Lingang Laboratory, Shanghai 200031, China.
Drug Discovery and Design Center, State Key Laboratory of Drug Research, Shanghai Institute of Materia Medica, Chinese Academy of Sciences, 555 Zuchongzhi Road, Shanghai 201203, China.
Brief Bioinform. 2024 May 23;25(4). doi: 10.1093/bib/bbae340.
Accurate prediction of molecular properties is fundamental in drug discovery and development, providing crucial guidance for effective drug design. A critical factor in achieving accurate molecular property prediction lies in the appropriate representation of molecular structures. Presently, prevalent deep learning-based molecular representations rely on 2D structure information as the primary molecular representation, often overlooking essential three-dimensional (3D) conformational information due to the inherent limitations of 2D structures in conveying atomic spatial relationships. In this study, we propose employing the Gram matrix as a condensed representation of 3D molecular structures and for efficient pretraining objectives.
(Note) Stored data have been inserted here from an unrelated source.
PR #11775, opened 2021-08-19
perf(ext/url): use DOMString webidl instead of USVString 

AaronO:
Improves url parsing by ~20%:
- before: `~2450ns/parse`
- after: `~1950ns/parse`

This is safe since all these string values are immediately sent to the op-layer that uses `v8::String::to_rust_string_lossy()` with `REPLACE_INVALID_UTF8` effectively doing the same transform as our `USVString` webidl converter

### DIFF
--- a/ext/url/00_url.js
+++ b/ext/url/00_url.js
@@ -313,9 +313,9 @@
      */
     constructor(url, base = undefined) {
       const prefix = "Failed to construct 'URL'";
-      url = webidl.converters.USVString(url, { prefix, context: "Argument 1" });
+      url = webidl.converters.DOMString(url, { prefix, context: "Argument 1" });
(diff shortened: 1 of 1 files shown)


lucacasonato (approved):

lucacasonato:
The same probably applies to URLSearchParams too

AaronO:
> The same probably applies to URLSearchParams too

Only partially, since `URLSearchParams` has pure JS getters (see its `get()/has()`), so if we changed the converters but left the code otherwise as is there would be a change in behaviour since it's possible to have `a !== b` yet `USVString(a) === USVString(b)`

lucacasonato:
Makes sense. We could do it in the constructor though (that goes right into a parse op).

Issue #11686, opened 2021-08-13
First pass at config file


ry:
Part of https://github.com/denoland/deno/issues/3179

1. Deno will lookup a file called `Deno.json` in the current working directory on startup.
2. This `Deno.json` can also be specified by the already existing `--config` flag
3. `Deno.json` can have a top-level `"compilerOptions"` for configuring typescript.
4. We will initially support one other top-level configuration called `"lint"` which will allow people to configure how `deno lint` works. Example:
```
{
  "compilerOptions": {
    "jsxFactory": "h"
  },

  "lint": {
    "ignore": ["testdata/"],
    "rules": {
      "tags": ["recommended"],
      "include": [
        "ban-untagged-todo"
      ]
    }
  }
}
```

kitsonk:
Just to comment that I have no objections to this.

The auto discovery is going to be slightly problematic for the language server, especially with multi root workspaces like vscode supports.

bartlomieju:
Here's an [an example config](https://github.com/denoland/deno_lint/blob/main/examples/dlint/example_config.json) file from `dlint` (the example binary produced in `deno_lint` repo):
```json
{
    "rules": {
        "tags": ["recommended"],
        "include": [
            "ban-untagged-todo"
        ],
        "exclude": [
            "no-explicit-any"
        ]
    },
    "files": {
        "include": [
            "benchmarks/oak/**/*.ts"
        ],
        "exclude": []
    }
}
```

It's heavily based on what `dprint` does, ie. it has `"files"` section that allows to specify `"include"` and `"exclude"` configuration. It also supports globbing. We'd need to alter the schema a bit to conform to current flags configuration. My question is should we actually add support for globs (it's been highly requested feature, eg. #6365).

Additionally if we are to add config for `fmt` we might reuse a bulk of existing logic from `dprint`. @dsherret any thoughts?

SpadeAceman:
> 1. Deno will lookup a file called `Deno.json` in the current working directory on startup.

Using the current working directory doesn't sound right to me. I'd expect it to look for `Deno.json` in the same directory as the JavaScript/TypeScript file I'm running/formatting/linting, which won't always be the current working directory.


> 2. This `Deno.json` can also be specified by the already existing `--config` flag

Just to be clear, in future will the `--config` flag override/prevent automatic `Deno.json` loading?

[...]

PR #11776, opened 2021-08-19
feat(lint): add support for config file and CLI flags for rules

bartlomieju:
This commit adds support for following flags in `deno lint` subcommand:
- `--config` - allows to load configuration file and parses "lint" object
- `--rules-tags=<tags>` - allows specifying which set of tagged rules should be run
- `--rules-include=<rules>` - allow specifying which rules should be run
- `--rules-exclude=<rules>` - allow specifying which rules should not be run

Ref https://github.com/denoland/deno/issues/11686


cli/config_file.rs
```diff
@@ -266,10 +266,26 @@ impl Serialize for TsConfig {
...
+  pub include: Option<Vec<String>>,
+  pub exclude: Option<Vec<String>>,
+}
+
+#[derive(Clone, Debug, Default, Deserialize)]
+#[serde(default)]
+pub struct LintConfig {
+  pub rules: LintRulesConfig,
+  pub ignore: Vec<String>,
+}
```
bartlomieju, line 282: I'm not happy with this schema, I'd much prefer to go with the solution proposed in: https://github.com/denoland/deno/issues/11686#issuecomment-898863720

In this schema there's no way to add files that should be included.

dsherret: I think at least changing this to `"files": { "exclude": [...] }` might help keep this flexible for future support of "includes" and won't confuse people about what "ignore" means.

bartlomieju: Inclusion and exclusion of files is already possible in CLI using positional arg and `--ignore` option respectively. The schema would schema slightly different names but would support exactly same functionality. So I'm highly interested favor of using `files`.

bartlomieju: I changed the schema to use `"files": { "include": [], "exclude": {} }`

cli/tools/lint.rs
```diff
@@ -42,21 +44,47 @@ fn create_reporter(kind: LintReporterKind) -> Box<dyn LintReporter + Send> {
...
+    include_files.extend(include_files_from_config_file);
+
+    let exclude_files_from_config_file = lint_config
+      .files
+      .exclude
+      .iter()
+      .map(PathBuf::from)
+      .collect::<Vec<PathBuf>>();
+    exclude_files.extend(exclude_files_from_config_file);
+  }
```
bartlomieju, line 76: I'm still debating whether we should "extend" default globs with what's listed in `lint.files.include` or should it override default glob (the same applies to combining `litn.files.exclude` and `--ignore` flag). 

@dsherret what are your thoughts?

dsherret: I'm still trying to figure this out in dprint and I'm not sure what the best way is. Right now I override.

bartlomieju: Thinking about it more I'm leaning towards higher precedence of CLI flags - ie. if you use `--ignore` or provide arguments to `deno lint` they are used instead of values from config file.

Example:
```
// Deno.jsonc
"lint": {
  "files": {
    "include": ["src/", "frontend/"],
    "exclude": ["src/testdata/"]
  },
  "rules": {
    "tags": ["recommended"],
    "include": ["ban-untagged-todo"]
  }
}

deno lint -c Deno.jsonc --ignore foo/ src/
```
Will use `rules` config as in `Deno.jsonc` but will ignore only `foo/` directory and include `src/` directory.

cli/config_file.rs
caspervonb: Does exclude have the same semantics as ignore here? would be better to retain the name imho so there's no new things to know (also we've used include and exclude for regular expression filters in coverage cli).

Just throwing out a strawman:
```ts
"files": {
  "collect": [],
  "ignore": " [],
 }
 ```

File: cli/config_file.rs [hunk 3]
```diff
@@ -266,10 +266,33 @@ impl Serialize for TsConfig {
   }
 }
 
+#[derive(Clone, Debug, Default, Deserialize)]
+#[serde(default)]
```
lucacasonato, line 270: use `deny_unknown_fields`? https://serde.rs/container-attrs.html#deny_unknown_fields

cli/config_file.rs
grian32: I think it's better to just follow `tsconfig.json` here as a lot of developers should be familiar with that, and it uses `exclude` and `include` for files.

cli/tools/lint.rs
```diff
@@ -373,3 +415,57 @@ fn sort_diagnostics(diagnostics: &mut Vec<LintDiagnostic>) {
...
   });
 }
+
+fn get_rules_from_config(
+  maybe_lint_config: Option<&LintConfig>,
+) -> Result<Vec<Box<dyn LintRule>>, AnyError> {
+  let configured_rules = if let Some(lint_config) = maybe_lint_config {
+    let mut filtered_rules = HashMap::new();
+
+    if let Some(tags) = &lint_config.rules.tags {
```
dsherret, line 425: I don't have an opinion on this, but if someone doesn't specify "tags", should we default to the default of "recommended"? So if they don't want the default and want nothing they would have to specify `"tags": []`

I'm thinking a common path might be someone doing:

```json
{
  "lint": {
    "exclude": ["some-rule"]
  }
}
```

...and in doing so, they would have to remember to add `"tags": ["recommended"]`. Alternatively, perhaps we can suggest this to the user if they do the above (see my comment below).

cli/tools/lint.rs
```diff
@@ -373,3 +415,57 @@ fn sort_diagnostics(diagnostics: &mut Vec<LintDiagnostic>) {
...
+    filtered_rules
+      .into_iter()
+      .map(|(_code, rule)| rule)
+      .collect()
+  } else {
+    rules::get_recommended_rules()
+  };
+
+  if configured_rules.is_empty() {
+    anyhow!("No rules have been configured");
```
dsherret, line 467: Maybe we can suggest to add `"tags": ["recommended"]` if there's no `tags` property? That will probably address my scenario above.

cli/config_file.rs
```diff
@@ -266,10 +266,34 @@ impl Serialize for TsConfig {
...
+pub struct LintFilesConfig {
+  pub include: Vec<String>,
+  pub exclude: Vec<String>,
+}
+
+#[derive(Clone, Debug, Default, Deserialize)]
+#[serde(default)]
+#[serde(deny_unknown_fields)]
```
lucacasonato, line 286:
```suggestion
#[serde(default, deny_unknown_fields)]
```

Shouldn't the fields be combined?

cli/config_file.rs
```diff
@@ -266,10 +266,34 @@ impl Serialize for TsConfig {
   }
 }
 
+#[derive(Clone, Debug, Default, Deserialize)]
+#[serde(default)]
+pub struct LintRulesConfig {
+  pub tags: Option<Vec<String>>,
+  pub include: Option<Vec<String>>,
+  pub exclude: Option<Vec<String>>,
```
lucacasonato, line 274: I don't remember this `exclude` being in the first draft we discussed. I have reservations about this.

lucacasonato (changes requested):
There are no flags for `lint.rules.tags`, `lint.rules.tags`

cli/config_file.rs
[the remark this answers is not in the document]
bartlomieju: Not sure, I'll verify

cli/tests/integration/lint_tests.rs
```diff
@@ -24,59 +24,79 @@ fn ignore_unexplicit_files() {
...
 // Make sure that the rules are printed if quiet option is enabled.
 itest!(rules_quiet {
-  args: "lint --unstable --rules -q",
+  args: "lint --rules -q",
   output: "lint/expected_rules.out",
   exit_code: 0,
 });
+
+itest!(lint_with_config {
+  args: "lint --config lint/Deno.jsonc lint/lint_with_config/",
```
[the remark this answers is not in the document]
bartlomieju: No, we went away from requiring `--unstable` flag for CLI flags

cli/tools/lint.rs
bartlomieju: "recommended" is enabled by default - you get this error only if you do `"tags": []` and don't specify anything in `rules.include`

cli/config_file.rs
bartlomieju: Sure

cli/config_file.rs
bartlomieju: I believe Ryan didn't add it to https://github.com/denoland/deno/issues/11686 but it was based on existing config in `dlint`. What are your reservations?

lucacasonato:
> Correct. What's your suggestion here?

We agreed on no config file options that don't also have flags.

bartlomieju:
> > Correct. What's your suggestion here?
> 
> We agreed on no config file options that don't also have flags.

I can add the flags. Honestly having only `files` configuration is useless in my opinion.

cli/config_file.rs
lucacasonato: I'll just give up on my argument against this. We discussed it so often earlier this year (registry wants to do linting to score packages, can't do that reliably if people start disabling rules in the recommended set).

cli/tools/lint.rs
dsherret: Ok thanks! I misread the code then.

cli/config_file.rs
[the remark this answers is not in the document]
bartlomieju: Added to descendant structures as well

cli/config_file.rs
bartlomieju: Can't do this reliably if you specify additional rules as well. We can still discuss it, no need to give up

cli/config_file.rs
```diff
@@ -266,10 +266,33 @@ impl Serialize for TsConfig {
   }
 }
 
+#[derive(Clone, Debug, Default, Deserialize)]
+#[serde(default, deny_unknown_fields)]
+pub struct LintRulesConfig {
+  pub tags: Option<Vec<String>>,
```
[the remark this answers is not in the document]
bartlomieju: @dsherret sorry I missed this comment. There's no single issue in `deno_lint` repo at the moment, but the basic idea is that there would be tags like "js-only" or "ts-only". I'm fine with skipping tags in the first pass, but that means users would only be able to exclude and include rules one by one. I guess it might be fine for first pass after all.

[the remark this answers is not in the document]
dsherret: I guess if this whole feature is unstable then adding tags is not a big deal as we can remove it if necessary once stabilizing.

cli/main.rs
```diff
@@ -1181,9 +1202,22 @@ fn get_subcommand(
...
+      flags,
+      files,
+      rules,
+      rules_tags,
+      rules_include,
+      rules_exclude,
+      ignore,
+      json,
+    )
+    .boxed_local(),
```
bartlomieju, line 1220: These commands are getting really bad... we've got a few subcommands that have more than 5 arguments.

I think it might be high time to refactor `DenoSubcommand` enum to something like:
```rust
#[derive(Clone, Debug, PartialEq, Deserialize, Serialize)]
LintSubcommand {
  files: Vec<PathBuf>,
  ignore: Vec<PathBuf>,
  rules: bool,
  rules_tags: Vec<String>,
  rules_include: Vec<String>,
  rules_exclude: Vec<String>,
  json: bool,
}

#[derive(Clone, Debug, PartialEq, Deserialize, Serialize)]
pub enum DenoSubcommand {
  ...
  Lint(LintSubcommand),
  ...
}

```

cli/config_file.rs
```diff
@@ -340,6 +363,16 @@ impl ConfigFile {
...
+
+  pub fn as_lint_config(&self) -> Result<Option<LintConfig>, AnyError> {
+    if let Some(config) = self.json.lint.clone() {
+      let lint_config: LintConfig = serde_json::from_value(config)
+        .context("Failed to parse \"lint\" configuration")?;
+      Ok(Some(lint_config))
+    } else {
+      Ok(None)
+    }
+  }
```
magurotuna, line 375: Rust API guidelines say that APIs that are expensive to call like this should be prefixed with `to_` rather than `as_`. 
https://rust-lang.github.io/api-guidelines/naming.html#ad-hoc-conversions-follow-as_-to_-into_-conventions-c-conv
This API is not exposed externally (since deno is a binary crate) so it's not very important to follow naming convention though.

cli/tools/lint.rs
```diff
@@ -69,11 +110,29 @@ pub async fn lint_files(
...
+  // over config file, ie. if there's `rules.include` in config file
+  // and `--rules-include` CLI flag, only the flag value is taken into account.
+  // TODO(bartlomieju): this is done multiple times for each file because
+  // Vec<Box<dyn LintRule>> is not clonable, this should be optimized.
+  get_configured_rules(
+    maybe_lint_config.as_ref(),
+    rules_tags.clone(),
+    rules_include.clone(),
+    rules_exclude.clone(),
+  )?;
```
magurotuna, line 123: what is this call for?

bartlomieju: This is validating that provided configuration actually resolves to at least 1 rule - otherwise it will error out saying that there are no configured rules. This is a code smell, but it's the only place this can be done, before parallelizing work across threads. It's done again for each file later, but at that point it's infallible.

cli/tools/lint.rs
```diff
@@ -144,13 +203,24 @@ pub fn create_linter(syntax: Syntax, rules: Vec<Box<dyn LintRule>>) -> Linter {
...
 
-  let lint_rules = rules::get_recommended_rules();
+  // Obtaining rules from config is infallible at this point.
+  let lint_rules = get_configured_rules(
+    maybe_lint_config,
+    rules_tags,
+    rules_include,
+    rules_exclude,
+  )
+  .unwrap();
```
magurotuna, line 223: Is this comment true? If the code path gets into

```rust
  if configured_rules.is_empty() {
    anyhow!("No rules have been configured");
  }
```

in `get_configured_rules` function because the user has specified all rules as "exclude", then returned value will be `Err`, no?

cli/tools/lint.rs
magurotuna: ah that makes sense!

cli/tools/lint.rs
magurotuna: explanation: https://github.com/denoland/deno/pull/11776#discussion_r700217088

cli/config_file.rs
bartlomieju: Addressed

dsherret (approved):
LGTM

lucacasonato (approved):
Looks great. Well done @bartlomieju.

Subsequently, we leverage this matrix to construct a novel molecular representation model, Pre-GTM, which inherently encapsulates 3D information. The model accurately predicts the 3D structure of a molecule by estimating the Gram matrix. Our findings demonstrate that Pre-GTM model outperforms the baseline Graphormer model and other pretrained models in the QM9 and MoleculeNet quantitative property prediction task. The integration of the Gram matrix as a condensed representation of 3D molecular structure, incorporated into the Pre-GTM model, opens up promising avenues for its potential application across various domains of molecular research, including drug design, materials science, and chemical engineering.
准确预测分子性质是药物发现和开发的基础,为有效药物设计提供了关键指导。实现准确分子性质预测的关键因素在于对分子结构的适当表示。目前,基于深度学习的流行分子表示方法依赖于 2D 结构信息作为主要的分子表示,由于 2D 结构在传达原子空间关系方面的固有局限性,往往忽略了重要的三维(3D)构象信息。在这项研究中,我们提出使用 Gram 矩阵作为 3D 分子结构的紧凑表示形式,并作为有效的预训练目标。随后,我们利用这个矩阵构建了一个新的分子表示模型 Pre-GTM,它内在地包含了 3D 信息。该模型通过估计 Gram 矩阵来准确预测分子的 3D 结构。我们的研究结果表明,Pre-GTM 模型在 QM9 和 MoleculeNet 定量性质预测任务中优于基线 Graphormer 模型和其他预训练模型。将 Gram 矩阵作为 3D 分子结构的紧凑表示形式集成到 Pre-GTM 模型中,为其在药物设计、材料科学和化学工程等分子研究的各个领域的潜在应用开辟了广阔的道路。